■ Provided data:

=== Begin Enclosure ===

PR #1523, opened 2022-04-22
expose signed data in promo offers

aboedo:
This is what's causing the tests in https://github.com/RevenueCat/purchases-hybrid-common/pull/129 to fail - the type isn't exposed, so I'm temporarily using `@testable` just to compile locally, but we really can't have that in production.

=== End Enclosure ===

■ Exercise prompt: What is needed is the data above, output in full and exactly as it stands.

■ Finished exercise:
PR #1523, opened 2022-04-22
expose signed data in promo offers

aboedo:
This is what's causing the tests in https://github.com/RevenueCat/purchases-hybrid-common/pull/129 to fail - the type isn't exposed, so I'm temporarily using `@testable` just to compile locally, but we really can't have that in production.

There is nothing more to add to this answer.